_Records shown_:
PR #1426, opened 2023-07-31
Send read receipts as messages are displayed.

### LINKED ISSUE #639: Self-sent msgs mark rooms as unread
### Steps to reproduce

1. go into an unread room
2. send a message
3. go out; observe that the room is still marked as unread
4. go in again
5. go out again; observer thst the room is now marked as read

#### What did you expect?

reliable read state

### Your phone model

_No response_

### Operating system version

_No response_

### Application version

1.0.23 (42)

### Homeserver

_No response_

### Will you send logs?

No

pixlwave:
This PR changes read receipt sending to match Android, tracking the ID of the last sent read receipt, and sending if needed as items are added and the timeline is scrolled.

Note: This isn't plummed into the SwiftUI timeline as we really need iOS 17's `scrollPosition(id:anchor:)` to determine visible items given we can't use the hacks from the home screen due to cells having unique sizes.

Fixes #639.

### DIFF
--- a/ElementX/Sources/Screens/RoomScreen/RoomScreenViewModel.swift
+++ b/ElementX/Sources/Screens/RoomScreen/RoomScreenViewModel.swift
@@ -53,7 +53,7 @@ class RoomScreenViewModel: RoomScreenViewModelType, RoomScreenViewModelProtocol 
         self.userIndicatorController = userIndicatorController
         self.notificationCenterProtocol = notificationCenterProtocol
         
-        super.init(initialViewState: RoomScreenViewState(roomId: timelineController.roomID,
+        super.init(initialViewState: RoomScreenViewState(roomID: timelineController.roomID,
                                                          roomTitle: roomProxy.roomTitle,
                                                          roomAvatarURL: roomProxy.avatarURL,
                                                          timelineStyle: appSettings.timelineStyle,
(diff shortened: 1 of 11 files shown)


ElementX/Sources/Screens/RoomScreen/RoomScreenViewModel.swift
```diff
@@ -245,9 +245,46 @@ class RoomScreenViewModel: RoomScreenViewModelType, RoomScreenViewModelProtocol
         }
     }
     
-    private func markRoomAsRead() async {
-        notificationCenterProtocol.post(name: .roomMarkedAsRead, object: roomProxy.id)
-        _ = await timelineController.markRoomAsRead()
+    /// The ID of the newest item in the room that the user has seen.
+    /// This includes both event based items and virtual items.
+    private var lastReadItemID: TimelineItemIdentifier?
```
stefanceriu, line 250: Let's say I just open the app and deep link into a particular message. Would this `lastReadItemID` being nil cause any problems? 
I think it might move the read receipt to the wrong place, no? 

I have a feeling that deeplinks wouldn't be the only edge case. Is there any way in which we can fetch the current read receipt identifier from rust instead of storing it in memory?

pixlwave: We discussed this offline, it shouldn't be an issue in practice as you can't move the read receipt backwards, but long term we should look to Rust for an indication of `isRead` on timeline items.

PR #1428, opened 2023-07-31
Fix a bug when dismissing a media preview.

pixlwave:
Currently if you tap on a media item when the keyboard is visible, dismissing the item sometimes returns you to a view where the composer is pushed up by a big white empty space where the keyboard would normally be. This PR makes sure the composer resigns focus before displaying the preview.


stefanceriu (approved):
👍

PR #1430, opened 2023-07-31
Reactions UX updates

langleyd:
- Highlight selected emoji in full picker
- Fix the add more button in message actions bottom sheet
- Fix the order of count/key label on outgoing messages with bubble style(it was backward).
- Fix the size and padding of emoji in reactions


stefanceriu (approved):
lgtm 👍

PR #1431, opened 2023-08-01
Various tweaks

stefanceriu:
* Fix warnings on now non-async methods
* Made SwiftUI timeline feature flag non volatile


pixlwave (approved):
LGTM and adding for visibility that we discussed earlier about reverting the feature flag's volatility.

PR #1432, opened 2023-08-01
Send the SDK's short git SHA to rageshakes

stefanceriu:
Implemented this Rust side a long time ago but forgot to actually use it anywhere


pixlwave (approved):
Very nice. (Looks like unit tests need a bit of attention though)

Issue #1045, opened 2023-06-07
Add a link to the global settings in the room Notifications settings


giomfo:
## Description ##
Following https://github.com/vector-im/element-x-ios/issues/1004
In the room Notifications settings, when the setting is the default one, the sub-title "You can change it in your Global Settings" is clickable. The global Notification settings screen is opened on a click

## Suggested Design ##
<img width="237" alt="image" src="https://github.com/vector-im/element-x-ios/assets/8969772/9cc44ce0-db1a-4d80-85d5-c7f567b2626b">

PR #1433, opened 2023-08-01
Add a link to the global settings in the room notifications settings

nimau:
This PR implements #1045 

On the room notification screen, when the user taps on "You can change it in your global settings", the notification settings screen opens modally.

### DIFF
--- a/ElementX/Sources/Screens/RoomDetailsScreen/RoomDetailsScreenCoordinator.swift
+++ b/ElementX/Sources/Screens/RoomDetailsScreen/RoomDetailsScreenCoordinator.swift
@@ -189,7 +189,8 @@ final class RoomDetailsScreenCoordinator: CoordinatorProtocol {
     }
     
     private func presentNotificationSettings() {
-        let roomNotificationSettingsParameters = RoomNotificationSettingsScreenCoordinatorParameters(notificationSettingsProxy: parameters.notificationSettings,
+        let roomNotificationSettingsParameters = RoomNotificationSettingsScreenCoordinatorParameters(navigationStackCoordinator: parameters.navigationStackCoordinator,
+                                                                                                     notificationSettingsProxy: parameters.notificationSettings,
                                                                                                      roomProxy: parameters.roomProxy)
         let roomNotificationSettingsCoordinator = RoomNotificationSettingsScreenCoordinator(parameters: roomNotificationSettingsParameters)
         navigationStackCoordinator?.push(roomNotificationSettingsCoordinator)
--- a/ElementX/Sources/Screens/RoomDetailsScreen/RoomDetailsScreenCoordinator.swift
+++ b/ElementX/Sources/Screens/RoomDetailsScreen/RoomDetailsScreenCoordinator.swift
@@ -29,19 +29,24 @@ struct RoomDetailsScreenCoordinatorParameters {
 
 enum RoomDetailsScreenCoordinatorAction {
     case leftRoom
+    case presentNotificationSettingsScreen
 }
 
 final class RoomDetailsScreenCoordinator: CoordinatorProtocol {
     private let parameters: RoomDetailsScreenCoordinatorParameters
     private var viewModel: RoomDetailsScreenViewModelProtocol
-    private var cancellables: Set<AnyCancellable> = .init()
     private let selectedUsers: CurrentValueSubject<[UserProfileProxy], Never> = .init([])
     private var navigationStackCoordinator: NavigationStackCoordinator? {
         parameters.navigationStackCoordinator
     }
     
-    var callback: ((RoomDetailsScreenCoordinatorAction) -> Void)?
-    
+    private let actionsSubject: PassthroughSubject<RoomDetailsScreenCoordinatorAction, Never> = .init()
+    private var cancellables: Set<AnyCancellable> = .init()
+        
+    var actions: AnyPublisher<RoomDetailsScreenCoordinatorAction, Never> {
+        actionsSubject.eraseToAnyPublisher()
+    }
+        
     init(parameters: RoomDetailsScreenCoordinatorParameters) {
         self.parameters = parameters
         
@@ -65,7 +70,7 @@ final class RoomDetailsScreenCoordinator: CoordinatorProtocol {
             case .requestInvitePeoplePresentation:
                 self.presentInviteUsersScreen()
             case .leftRoom:
-                self.callback?(.leftRoom)
+                self.actionsSubject.send(.leftRoom)
             case .requestEditDetailsPresentation(let accountOwner):
                 self.presentRoomDetailsEditScreen(accountOwner: accountOwner)
             case .requestNotificationSettingsPresentation:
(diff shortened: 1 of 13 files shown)


ElementX/Sources/Screens/Settings/NotificationSettingsScreen/NotificationSettingsScreenCoordinator.swift
```diff
@@ -39,11 +46,16 @@ final class NotificationSettingsScreenCoordinator: CoordinatorProtocol {
...
-                                                        notificationSettingsProxy: parameters.notificationSettings)
+                                                        notificationSettingsProxy: parameters.notificationSettings,
+                                                        isModallyPresented: parameters.isModallyPresented)
     }
     
     func start() {
         viewModel.fetchInitialContent()
+        
+        viewModel.actions.sink { [weak self] _ in
+            self?.completion?(.close)
```
pixlwave, line 57: Would probably be sensible to switch on the action (even if there is only one right now), so that if a second is added in the future, it causes a compile error instead of unexpected behaviour.

ElementX/Sources/Screens/Settings/NotificationSettingsScreen/NotificationSettingsScreenCoordinator.swift
```diff
@@ -39,11 +46,16 @@ final class NotificationSettingsScreenCoordinator: CoordinatorProtocol {
...
+        }.store(in: &cancellables)
```
pixlwave, line 58:
```suggestion
        }
        .store(in: &cancellables)
```

ElementX/Sources/Screens/Settings/NotificationSettingsScreen/NotificationSettingsScreenCoordinator.swift
```diff
@@ -30,6 +35,8 @@ final class NotificationSettingsScreenCoordinator: CoordinatorProtocol {
     private let actionsSubject: PassthroughSubject<NotificationSettingsScreenCoordinatorAction, Never> = .init()
     private var cancellables: Set<AnyCancellable> = .init()
     
+    var completion: ((NotificationSettingsScreenCoordinatorResult) -> Void)?
```
pixlwave, line 38: We have been slowly replacing this optional `completion` with the actions publisher below. Could we use that instead please rather than adding the old one back?

ElementX/Sources/Screens/RoomNotificationSettingsScreen/View/RoomNotificationSettingsScreen.swift
```diff
@@ -71,6 +71,9 @@ struct RoomNotificationSettingsScreen: View {
                 .compoundFormSectionHeader()
         } footer: {
             Text(context.viewState.strings.customSettingFootnote)
+                .onTapGesture {
+                    context.send(viewAction: .globalSettingsTapped)
+                }
```
pixlwave, line 76: It would be more correct here to add a link to the string and use an OpenURLAction to send the view action instead of a custom tap gesture.

ElementX/Sources/Screens/RoomNotificationSettingsScreen/RoomNotificationSettingsScreenCoordinator.swift
```diff
@@ -18,23 +18,51 @@ import Combine
...
+        let navigationStackCoordinator = NavigationStackCoordinator()
+        let notificationSettingsScreenParameters = NotificationSettingsScreenCoordinatorParameters(userNotificationCenter: UNUserNotificationCenter.current(),
+                                                                                                   notificationSettings: parameters.notificationSettingsProxy,
+                                                                                                   isModallyPresented: true)
+        let notificationSettingsScreenCoordinator = NotificationSettingsScreenCoordinator(parameters: notificationSettingsScreenParameters)
+        notificationSettingsScreenCoordinator.completion = { [weak self] _ in
+            self?.navigationStackCoordinator?.setSheetCoordinator(nil)
+        }
+        navigationStackCoordinator.setRootCoordinator(notificationSettingsScreenCoordinator)
+        self.navigationStackCoordinator?.setSheetCoordinator(navigationStackCoordinator)
```
pixlwave, line 66: Given this navigation as adding a sheet, it really shouldn't be done by this coordinator. The flow coordinator needs to know about any modals so that if a user tapped on a notification whilst this screen modal was presented, the flow coordinator would know the navigation state and that it needs to tear down the modal when pushing to the room.

Can you update the navigation so that this coordinator sends an action to the flow coordinator requesting the notification settings screen to be presented so it can all go through the state machine?

ElementX/Sources/Screens/Settings/NotificationSettingsScreen/NotificationSettingsScreenModels.swift
```diff
@@ -17,11 +17,10 @@
 import Foundation
 import UIKit
 
-enum NotificationSettingsScreenViewModelAction { }
-
```
pixlwave, line 21: Whilst I see the logic of moving this next to the view actions, it makes the structure of this file different to all of the others where the vm actions are at the top and the view actions are at the bottom. Maybe if this is something we want to do, it should be a separate PR to update all the files consistently.

pixlwave (commented):
Very nice, one thought about navigation, otherwise all the other comments are minor.

ElementX/Sources/Screens/Settings/NotificationSettingsScreen/NotificationSettingsScreenModels.swift
nimau: Done.

ElementX/Sources/Screens/RoomNotificationSettingsScreen/RoomNotificationSettingsScreenCoordinator.swift
nimau: Oh ok, the `NotificationSettingsScreen` is now opened modally by the `RoomFlowCoordinator`

ElementX/Sources/Screens/Settings/NotificationSettingsScreen/NotificationSettingsScreenCoordinator.swift
nimau: done.

ElementX/Sources/Screens/Settings/NotificationSettingsScreen/NotificationSettingsScreenCoordinator.swift
nimau: 👍

ElementX/Sources/Screens/RoomNotificationSettingsScreen/View/RoomNotificationSettingsScreen.swift
nimau: On this point, I understand the logic, it's just that I'm not sure what this link should look like.

nimau: Ok, done, thanks for the help :)

ElementX/Sources/Screens/RoomDetailsScreen/RoomDetailsScreenCoordinator.swift
```diff
@@ -29,19 +29,24 @@ struct RoomDetailsScreenCoordinatorParameters {
...
     private var navigationStackCoordinator: NavigationStackCoordinator? {
         parameters.navigationStackCoordinator
     }
     
-    var callback: ((RoomDetailsScreenCoordinatorAction) -> Void)?
-    
+    private let actionsSubject: PassthroughSubject<RoomDetailsScreenCoordinatorAction, Never> = .init()
+    private var cancellables: Set<AnyCancellable> = .init()
+        
+    var actions: AnyPublisher<RoomDetailsScreenCoordinatorAction, Never> {
```
pixlwave, line 46: Oh nice, thanks for adding it here too 👍

pixlwave (approved):
Perfect, looks great to me! 😎

PR #1449, opened 2023-08-04
Integrate emojibase

langleyd:
### Context
At the moment web, android and iOS all use different datasources for their emoji picker. This means inconsistencies in what emojis are available(the iOS one is a bit out of date so is missing the new emojis), order they are displayed, different tags etc.

It can also result in bugs like this where the data sent by each client may vary(incorrect unicode points):
image

https://github.com/milesj/emojibase that web uses seems to make most sense, it provides just the json and is spec compliant(generated directly from http://unicode.org/Public/emoji/). It also has translations which we could take advantage of for tags, so that the picker search works for people in non-english languages.

https://github.com/matrix-org/emojibase-bindings is a new repo that will provide bindings for the 3 platforms.

We now have moose!


ElementX/Sources/Services/Emojis/EmojiProvider.swift
```diff
@@ -74,3 +75,26 @@ class EmojiProvider: EmojiProviderProtocol {
...
+
+extension EmojibaseDatasource: EmojiLoaderProtocol {
+    func load() async -> [EmojiCategory] {
+        do {
+            let store: EmojibaseStore = try await load()
+            return EmojibaseCategory.allCases.map { category in
+                let emojis = store.categories[category.rawValue] ?? []
+                return EmojiCategory(id: category.rawValue, emojis: emojis.compactMap(EmojiItem.init(from:)))
+            }
+        } catch { }
```
stefanceriu, line 87: We should probably do something with these errors, at least log them if nothing else

stefanceriu (approved):
Looks good to me, very nice 🤩

stefanceriu:
> searching `wizard` on web doesn't return 🧙, instead you need to search for `mage` which is totally undiscoverable).

I think that's more of a problem with the current implementation than with the data itself. If you look at the generated json you see this

```

group: 1,
hexcode: "1F9D9",
label: "mage",
order: 1723,
tags: [
"sorcerer",
"sorceress",
"witch",
"wizard"
],
unicode: "🧙",
```

pixlwave:
Ok nice, then bring on the Moose!

pixlwave (approved):
🚢 it!

edit: Although the EmojiProviderTests are failing.

PR #1458, opened 2023-08-08
Timeline item long press tweaks

### LINKED ISSUE #1455: Long-press on a bubble (if you miss slightly?) can end up selecting the whole timeline
### Steps to reproduce

I've had this at least 5 times - 3 of which were in the last 24 hours.  I also thought i'd submitted it at least twice already (once a few days ago!), but i can't find any evidence of it, so sorry if this is a dup:

1. Long-press on a bubble to pull up its context menu (in this instance to edit to fix a typo)
2. Miss slightly (unsure how; presumably a few pixels above/below the bubble)
3. Entire timeline ends up selected and greyed-out/depressed instead, looking like this:

IMG_1564

You then have to either force quit the app to get out of the state it's in, or possibly bg, fg, then vertical swipe.

#### What did you expect?

Not to accidentally select the whole timeline and get stuck in limbo

### Your phone model

_No response_

### Operating system version

_No response_

### Application version

323

### Homeserver

_No response_

### Will you send logs?

No

stefanceriu:
* reduces the time it takes for the timeline item long press gesture to trigger
* correctly identifies timeline items based on their stable timelineID so that actions are always correctly computed (fixes #1455)
* tweaks swiftlint to remove various warnings

### DIFF
--- a/.swiftlint.yml
+++ b/.swiftlint.yml
@@ -24,7 +24,7 @@ line_length:
   error: 1000
 
 file_length:
-  warning: 800
+  warning: 1000
   error: 1000
 
 type_name:
@@ -38,8 +38,11 @@ type_body_length:
   error: 1000
 
 function_body_length:
-  warning: 50
+  warning: 100
   error: 100
+
+cyclomatic_complexity:
+  ignores_case_statements: true
 
 nesting:
   type_level:
--- a/ElementX/Sources/Screens/RoomScreen/View/Style/LongPressWithFeedback.swift
+++ b/ElementX/Sources/Screens/RoomScreen/View/Style/LongPressWithFeedback.swift
@@ -33,7 +33,7 @@ struct LongPressWithFeedback: ViewModifier {
             .animation(isLongPressing ? .spring(response: 0.5).delay(0.1) : .spring(response: 0.5),
                        value: isLongPressing)
             // The minimum duration here doesn't actually invoke the perform block when elapsed (thus
-            // the implementation bellow) but it does cancel other system gestures e.g. swipe to reply
+            // the implementation below) but it does cancel other system gestures e.g. swipe to reply
             .onLongPressGesture(minimumDuration: 0.25) { } onPressingChanged: { isPressing in
                 isLongPressing = isPressing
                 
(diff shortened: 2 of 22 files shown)


.swiftlint.yml
```diff
@@ -24,8 +24,8 @@ line_length:
   error: 1000
 
 file_length:
-  warning: 800
-  error: 1000
+  warning: 1000
+  error: 1500
```
pixlwave, line 28: Should we just 1000, 1000 these? I think its reasonable to error at 1000 lines.

.swiftlint.yml
```diff
@@ -38,8 +38,11 @@ type_body_length:
   error: 1000
 
 function_body_length:
-  warning: 50
-  error: 100
+  warning: 100
+  error: 150
```
pixlwave, line 42: Haven't thought about this one as much but potentially the same. As we don't want warnings we should just set error to the same value imo.

.swiftlint.yml
```diff
@@ -38,8 +38,11 @@ type_body_length:
...
+
+cyclomatic_complexity:
+  ignores_case_statements: true
```
pixlwave, line 45: Ohhhhh! Nice 👏

ElementX/Sources/Screens/RoomScreen/View/Style/LongPressWithFeedback.swift
```diff
@@ -29,15 +30,27 @@ struct LongPressWithFeedback: ViewModifier {
...
                          y: isLongPressing ? 1.05 : 1)
-            .animation(isLongPressing ? .spring(response: 1.5).delay(0.2) : .spring(response: 0.5),
+            .animation(isLongPressing ? .spring(response: 0.5).delay(0.1) : .spring(response: 0.5),
                        value: isLongPressing)
-            .onLongPressGesture(minimumDuration: 0.25) {
-                action()
-                feedbackGenerator.impactOccurred()
-            } onPressingChanged: { isPressing in
+            // The minimum duration here doesn't actually invoke the perform block when elapsed (thus
+            // the implementation bellow) but it does cancel other system gestures e.g. swipe to reply
```
pixlwave, line 36:
```suggestion
            // the implementation below) but it does cancel other system gestures e.g. swipe to reply
```

pixlwave (approved):
Nice 👍

.swiftlint.yml
stefanceriu: Fair 👍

_Aim of the task_: Would you copy every line of the entries that includes the word "completion"?

_Solution for this exercise_:
+            self?.completion?(.close)
+    var completion: ((NotificationSettingsScreenCoordinatorResult) -> Void)?
pixlwave, line 38: We have been slowly replacing this optional `completion` with the actions publisher below. Could we use that instead please rather than adding the old one back?
+        notificationSettingsScreenCoordinator.completion = { [weak self] _ in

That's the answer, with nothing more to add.